HARUNIWA2

Welcome to

HARUNIWA2 —
pipeline for parsing Japanese

What is HARUNIWA2?

HARUNIWA2 provides a full pipeline for parsing Japanese. Central components are:

an interface to the tabled output of either:
- mecab (Kudo, Yamamoto and Matsumoto, 2004) with the UniDic model (Den, Nakamura, Ogiso, and Ogura, 2008), or
- the COrpus based Morphological Analyzer with INtegrated User dictionary Comainu (小澤俊介, 内元清貴, 伝康晴, 2014)
a model for the Berkeley Parser (Petrov and Klein, 2007) trained on data of The Kainoki Treebank.

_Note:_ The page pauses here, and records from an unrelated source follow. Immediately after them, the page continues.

PR #1985, opened 2026-08-15
docs(ledger): qualify what the brute-force dominator oracle corroborates

nh13:
Refs #1959 — the half that does not touch `src/normalize/seqfirst/align.rs`, which PR #1973 currently owns.

`rulings[unchanged-is-read-over-every-minimal-alignment]` supports its cell-vs-column distinction with:

> That is a notion mismatch, not a bug: `dominators()` was checked against its own brute-force oracle and agrees with it.

That sentence is **accurate** — note "its own" — and it reads as independent verification of the DAG, which it is not.

## What the probe actually establishes

`dominators_by_brute_force` takes the `AlignmentDag` and walks it: its cell set, its edges, its reachability. Every term comes from the DAG; nothing is re-derived from the two sequences. So it establishes that `dominators()` agrees with edge-banned reachability **over that graph** — and a graph missing cells is missing them on both sides of the comparison.

That is the definition of an oracle reading the artefact rather than the thing the artefact describes, and it fails in the direction you cannot see: a *smaller* DAG has *more* forced junctions, so a shrunken graph yields a self-consistent, plausible, wrong answer.

## Demonstrated, not argued

Found while implementing banded DP for #1928. Deliberately accepting a band one doubling too narrow produces a DAG that on `AC -> CA` retains **3 cells where the true DAG retains 7** — and `dominators_agree_with_brute_force_on_exhaustive_small_inputs` **passes**.

Two other sabotages in that set (band centred on `0` instead of `delta/2`; `cells()` clipped one diagonal too tight) *were* caught by it, which is worth stating so the guard is not written off: it catches asymmetric and inconsistent damage, and is blind to uniform shrinkage — which is the direction a well-meaning refactor actually takes.

## The ruling is unaffected, and the record says so

The cell-vs-column distinction rests on `GACA -> AGAT`, worked in the record from the minimal alignments themselves. What is withdrawn is any reading of that one clause as evidence the DAG is right — not the ruling, and not the distinction.

## Scope

Ledger prose only. `docs/NORMALIZATION_CONTRACT.md` is its generated render and is re-blessed; the ledger guards pass **without** `BLESS_CONTRACT_DOC` set.

Verified tight rather than assumed: **31 records before and after, none dropped, no status changed, exactly one record's content moved.**

The remaining half of #1959 — a comment on `dominators_by_brute_force` itself stating what it does and does not establish — is deliberately left out, because #1973 rewrites that file and already documents the hazard in its module header. #1959 stays open for it.

## Verification

Full gate with `FERRO_MANIFEST` armed and `FERRO_REQUIRE_BULK_FIXTURES=1`: **11,022 passed**, zero `Skipping:` lines. Python **1,059 passed**. `cargo fmt --all --check` and `cargo clippy --all-features --all-targets -- -D warnings` clean.

Representation-Change: none. Ledger prose and its generated render; no `src/` file is touched and no description ferro emits can change.


nh13:
@coderabbitai pause

PR #1994, opened 2026-08-15
ci: bound every PR-gating job with a timeout-minutes

nh13:
A job with no `timeout-minutes` inherits GitHub's 360-minute default. This adds one to every job in the workflows that gate a PR: `ci.yml` (20 jobs), `coverage.yml`, `lint-workflows.yml` and `report-failure.yml`.

Representation-Change: none

## Why

On #1977, `Test (2/6)` sat in its nextest step for **71 minutes** against a **76-second** norm while the other 32 jobs were green. Nothing would have stopped it until 360 minutes — six hours of a blocked PR and a held runner, for a job whose real ceiling is under two minutes. I cancelled it by hand; on the re-run the same job passed in ~76s, and the tree was already proven good (that head is a re-signed copy of `87024a1c`, which has two green CI runs), so it was a wedged runner rather than anything in the PR.

`audit-pr-runs.yml` already carries this argument for its own job, in its own words — *"a `gh` call that hangs would otherwise sit against the 6-hour default limit"*. This generalizes a decision the repo has already made once.

## Sizing, and why it is loose

The failure mode that matters here is **a timeout firing on legitimate work**, not a hang running long. `.config/nextest.toml` records what that costs: a `slow-timeout = { period = "60s", terminate-after = 2 }` killed the real censuses at 120s, and that is why there is deliberately no `[profile.ci]`. These values bound a hang; they are not a budget, and nothing should be tuned to fit them.

| tier | jobs | rationale |
|---|---|---|
| **60** | `build`, `clippy`, `clippy-all-features`, `spec-fixtures`, `test-build`, `test-build-soak`, `python-wheel-test`, and `coverage.yml`'s `coverage` | compiles Rust, so a cold cache is on the table |
| **30** | `test`, `test-oracle`, `sweeps`, `censuses`, `soak` | downloads a prebuilt archive and runs tests |
| **15** | `abi3-floor-consistency`, `format`, `python-lint`, `representation-change`, `merge-commit-signature`, `changelog-grouping`, `fixtures`, `test-required`, `lint`, `report`, `doctests` | lint/aux; every one under 25s observed |

Each value is at least **5x** the slowest run observed across six CI runs on 2026-08-15. The slowest job in `ci.yml` was `Test oracle (1/4)` at **345s**, against a 60-minute tier; `coverage.yml`'s shards peak at **588s**, which is why `coverage` is 60 rather than 30. The rule is written into the header comment so a future edit re-derives from measurement instead of guessing.

## Scope

Nightly, release, fuzz, external-validation, publish, deploy-local and prune workflows are **left alone**. The same argument applies to them, but sizing needs their own measurements — `release-wheels` builds across platforms and `external-validation` hits the network — and guessing would violate the rule this PR is establishing.

## Verification

- `actionlint` clean across all workflows. It caught a real mistake first: `audit-pr-runs.yml` already had `timeout-minutes: 10` and the initial pass added a duplicate. `yaml.safe_load` accepted that silently (last-wins) — only the linter saw it. That file is reverted and untouched here.
- Every inserted line was asserted to sit directly after its job's `runs-on`, including the matrix jobs where a `strategy:` block intervenes.
- All five workflows parse.

### DIFF
--- a/.github/workflows/ci.yml
+++ b/.github/workflows/ci.yml
@@ -205,10 +205,49 @@ env:
     + test(defect_non_idempotent_outputs)
     + test(issue_1715_rna_alignment_symbol_reach)
 
+# Every job carries a `timeout-minutes`. Without one a job inherits GitHub's
+# 360-minute default, so a wedged runner holds a PR for six hours: observed on
+# #1977 (run 31905255274, attempt 1), where `Test (2/6)` sat in its nextest step
+# for 72 minutes against the same shard's 65-second step on the run's own second
+# attempt, while the other 32 jobs were green, and would have run to 360.
+#
+# The tiers are deliberately loose, because the failure that matters here is a
+# timeout that fires on legitimate work. `.config/nextest.toml` records the
+# precedent: a `slow-timeout = { period = "60s", terminate-after = 2 }` killed
+# the real censuses at 120s, and that is why there is no `[profile.ci]`. These
+# bound a hang; they are not a budget, and nothing should be tuned to fit them.
+#
+#   60  compiles Rust, so a cold cache is on the table
+#       (build, clippy{,-all-features}, spec-fixtures, test-build{,-soak},
+#        python-wheel-test, and coverage.yml's `coverage` and `doctests`)
+#   30  downloads a prebuilt archive and runs tests (test, test-oracle,
+#       sweeps, censuses, soak)
+#   15  lint/aux, none of which compiles Rust
+#
+# Sizing, re-derived 2026-08-15 across every ATTEMPT of the last 40 completed
+# `ci.yml` runs, 60 `coverage.yml` runs and 40 `lint-workflows.yml` runs — via
+# `/runs/{id}/attempts/{n}/jobs`, because the default `/runs/{id}/jobs` returns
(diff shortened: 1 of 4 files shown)


nh13:
@coderabbitai pause

nh13:
Cross-links, since three related items now exist:

- **#2000** — the hang itself. This PR does **not** fix it, and that issue says so explicitly: a timeout converts an indefinite hang into a *failed* job, bounding the blast radius rather than removing the cause. There are now three known instances, on two different shards (`Test (2/6)` twice, `Test (5/6)` once).
- **#2004** — the half this PR deliberately scoped out: `release-wheels`, `external-validation`, the nightlies, `fuzz`, `publish`, `prune-ci-caches` and `deploy-local` are all still on the 360-minute default. Left out because sizing them honestly needs their own measurements, which is the rule this PR is establishing.
- **#2002** — unrelated to timeouts, but it is where the CI-wall work goes next: `Build` at 242s becomes the floor once #2001 lands.

For the record on this PR's own sizing: the two hangs it would have caught ran **41** and **71** minutes in `test` shards, against a 70–94s baseline. Those shards are on the 30-minute tier here, so both would have failed at 30 minutes instead of blocking the queue for six hours.

Issue #1829, opened 2026-08-13
Re-normalizing a projected n. axis strands an identity member (`63_64=`) — the #1655/#1281 shape, on a real NG_/NM_ pair


nh13:
Measured while re-grounding #1616's `NONCODING_NON_IDEMPOTENT` residue at base `f17a0895`.

```
NG_012337.1(NM_012459.2):c.[10del;23_25del;36_37insAAT]
  re-normalizes to
n.[58_60del;63_64=;67_68insATA]
```

`63_64=` is a **stranded identity member** — a member asserting that two bases are unchanged, sitting inside an allele. That is the #1655 / #1281 shape, the one `stranded_identity_member` already pins as a defect.

## Why this one is worth separating from #1712

#1616 takes the projected `n.` axis non-idempotency residue from 21 to 51. **29 of those 30 new rows are the projector being stale** — it emits a spanning `delins` (`n.192_197delins…`) that the normalizer then correctly splits (`n.[192_194delinsGTC;196C>T;198_199insGCTCATTATCTGGCT]`). That is #1712's own thesis, and it is a pre-existing defect that #1616 *exposes* rather than causes.

**This row is not that.** It is the 30th, and its output is malformed in a different way: the re-normalization strands an identity member rather than producing a stale-but-well-formed spelling. So it does not belong in #1712's bucket and should not be closed by whatever fixes the projector.

## Relationship to the existing guard

`stranded_identity_member` pins this shape as a defect, and the denoted-sequence oracle already treats "the output denotes no sequence while the input does" as a fire rather than a skip — deliberately, because a skip that reads as a pass is the failure mode that oracle exists to remove. This row is a live instance reachable from a real `NG_`/`NM_` pair rather than from a constructed one, which makes it a better reproducer than the pinned case.

## Disposition on #1616

#1616 discloses the residue as **29 projector + 1 defect** rather than quoting 51 as one number, by operator ruling of 2026-08-13. This issue is the "+1". #1616 is not blocked on it.

## Suggested first step

Determine which pass strands the member — whether the identity survives from the projector's spanning `delins` or is introduced by the split — before deciding where the fix belongs. The 29/1 division above says the projector is upstream of most of this residue, so the tempting assumption is that it is upstream of this one too; that is exactly the assumption worth checking rather than inheriting.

The parser pipeline is described in the following paper:

Horn, Stephen Wright, Butler, Alastair, and Yoshimoto, Kei. 2017. Keyaki Treebank segmentation and part-of-speech labelling. 『言語処理学会第23 回年次大会発表論文集』 Proceedings of the Twenty Third Annual Meeting of the Association of Natural Language Processing, pages 414-417. The Association for Natural Language Processing. [PDF].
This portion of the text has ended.